Анна Нечаева – Ярославна

Актёрски зажигательны и вокально хороши были Даниил Чесноков и Станислав Мостовой в небольших ролях Скулы и Ерошки. Жаль, их партии сокращены на большую хоровую сцену у Галицкого и часть финала (решение «звонить!» принимается спонтанно).

Даниил Чесноков – Скула, Станислав Мостовой – Ерошка

Еще одна удача — Половецкая девушка в исполнении Екатерины Морозовой — певицы, наделенной не только очень интересным голосом, но и универ­сальной красотой, равно органичной и для ее Фьордилиджи из галантного века, и в образе дочери степей.

Екатерина Морозова – Половецкая девушка

Хор, осиротевший на мой любимый «Да, вот кому бы княжить на Путивле», был обворожительно медитативен в «Ох, не буйный ветер завывал» — эта величественная драматургическая пауза между плачем и встречным дуэтом в красивейшем исполнении хора, поддерживаемого тягучими нотами валторны, стала одним из лучших номеров спектакля.

Оркестр с Павлом Клиничевым звучал здорово, но иногда жил отдельно от хора и солистов, по разу разойдясь, наверное, с каждым.
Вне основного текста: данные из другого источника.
PR #787, opened 2019-08-15
Fix #786 - Show error message when invalid project id is used for Central

### LINKED ISSUE #786: Add error message when log in to non-existing project on Central on Pull and Push tab
#### Software versions 
Briefcase v1.16.x, Java v1.11.x, operating system, Aggregate v1.x.x, Collect v1.x.x...

#### Problem description
When input Id of non-existing Project on Central Connection Window and click on Connect button and log in but then “Briefcase wasn’t able to reload forms” I think that maybe some other error message should be displayed? The empty list is displayed and Pulling from so it suggests that you can Reload and pull from that project.  
On Push tab I am able to log in to the non-existing project, list of form is displayed and I am even able to Push a form there and I have “Success with errors” status which is totally misleading.

Try to log in to Central using Project Id that you are sure that does not exist on Central server. 

#### Expected behavior
I think that "Central not found" error could be enough or maybe more specific @ggalmazor what do you think?

mayank8318:
Closes #786 

Manually tested with correct and incorrect project IDs as shown below:
https://www.youtube.com/watch?v=Rd0Vuyg1PMg

I have tried to keep it as consistent with the current design as possible. 

This change will warn the user of an invalid project ID for the Central server at the time of setting up the connection. No risks to the users.

No

### DIFF
--- a/src/org/opendatakit/briefcase/reused/transfer/CentralServer.java
+++ b/src/org/opendatakit/briefcase/reused/transfer/CentralServer.java
@@ -28,10 +28,8 @@ import java.util.Optional;
 import org.opendatakit.briefcase.model.BriefcasePreferences;
 import org.opendatakit.briefcase.model.FormStatus;
 import org.opendatakit.briefcase.model.RemoteFormDefinition;
-import org.opendatakit.briefcase.reused.BriefcaseException;
 import org.opendatakit.briefcase.reused.OptionalProduct;
 import org.opendatakit.briefcase.reused.http.Credentials;
-import org.opendatakit.briefcase.reused.http.Http;
 import org.opendatakit.briefcase.reused.http.Request;
 import org.opendatakit.briefcase.reused.http.RequestBuilder;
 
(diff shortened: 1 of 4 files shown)


mayank8318:
@ggalmazor As of now, Central responds with 404.1 for status not found.
Screenshot from 2019-08-19 15-15-24

Also, I tried with random wrong server URL(valid tho) and noticed that the same message is shown as the status code is the same.
Screenshot from 2019-08-19 15-29-49

mayank8318:
If it is an invalid server then it essentially means that the test to get the token has to fail with a 404 and not a 401 (as for invalid credentials). We can leverage this fact in the new test in `PullSource` and `PushTarget` and return a special two-layer Response object back to `CentralServerDialog`?

ggalmazor:
> If it is an invalid server then it essentially means that the test to get the token has to fail with a 404 and not a 401 (as for invalid credentials). We can leverage this fact in the new test in PullSource and PushTarget and return a special two-layer Response object back to CentralServerDialog?

That's a good idea, but I think it would complicate stuff for Aggregate. I don't think it's worth the hassle.

Now that you've confirmed this, I think our best option would be to change that error message from "Project ID does not exist" to "Central server or project not found". What do you think?

mayank8318:
@ggalmazor Yes, that makes sense. Updating the PR now

ggalmazor:
Hi @mayank8318! Could you rebase master and deal with conflicts?

mayank8318:
@ggalmazor Done

kkrawczyk123:
**Testes with success!!**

Многие фрагменты звучали неузнаваемо. Здесь придется вспомнить, что в Большом представлена не одна из канони­зированных в доступных партитурах версий оперы, а музыкальная редакция, специально переработанная для постановки. Анализ редакции выходит за рамки моей компетенции, поэтому не буду ни скорбеть всуе по невинно убиенным нотам, ни выражать буйную радость по счастливо прибывшим.

В интервью времен премьеры этого «Князя Игоря» было много слов об упоре на строгую концепцию: не будет ни-ка-кой дружбы с половцами. Кончак не поет приветные слова «ты ведь гость у меня дорогой» (остальные шесть минут арии пришлось выбросить, видимо, за компанию). Кончаковну с Владимиром Игоревичем если и связывает что-то, кроме подглядывания, то это остается за кулисами. При сохранении номеров второго половецкого стана из него изъята, что называется, «с мясом» самая красивая мелодия — терцет князя, княжича и Кончаковны (Игорь, избегая пререканий с дочерью врага, уходит по-английски, где-то по дороге беспечно теряя сына).

В результате размежевания народов и упомянутой мощи танцевальных номеров я поймал себя на чувстве, что побывал не на русской классике, а на некоем половецком народном фестивале. Где для пущей экзотики присутствовали загадочные славяне, спящие с ногами на столах и весьма халатно охраняющие свое главное богатство — телеги, под которыми традиционно прячутся от девушек (впрочем, столь же безуспешно).

Чувствую, как адепты рационального смысла уже пятнадцать абзацев назад испытывают жгучее желание спросить: «А зачем?» И я адресую их к тому, с чего начал рассказ, добавив следующее. Чем одиознее режиссерские фантазии, тем сильнее желание поддержать любимых исполнителей — цветами, аплодисментами, да просто присутствием в зале. Наивно? Ну, да. Ведь и опера — искусство, адресованное, прежде всего, безнадежным романтикам.